PR #167, opened 2020-06-30
Deprecate `fx` blocks from typeclasses

### LINKED ISSUE #118: Deprecate `fx` blocks from typeclasses
We're going to provide top-level `computation` blocks in a `suspend` and `non-suspend` style in #116 & #117.

When Arrow Meta is introduced then we will remove `fx` from the type classes and a compiler plugin will be provided instead to structurally enable `non-suspend` `fx` on `flatMap`.

If a `suspend` fx version can be provided by the compiler plugin, it will also provide it.

aballano:
Deprecate Monad.fx 
Deprecates fx blocks in Either and Eval

Fixes #118


aballano:
> The data types we're deprecated don't have to be deprecated further. And `Ior`, `List`, etc don't have their concrete replacement yet, so this doesn't fix #118 yet.

Right, I created https://github.com/arrow-kt/arrow-core/issues/171 to tackle those specifically, so we can keep moving forward here :)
------------------------------
Supply only the count of lines above holding "provided".

## Your response
2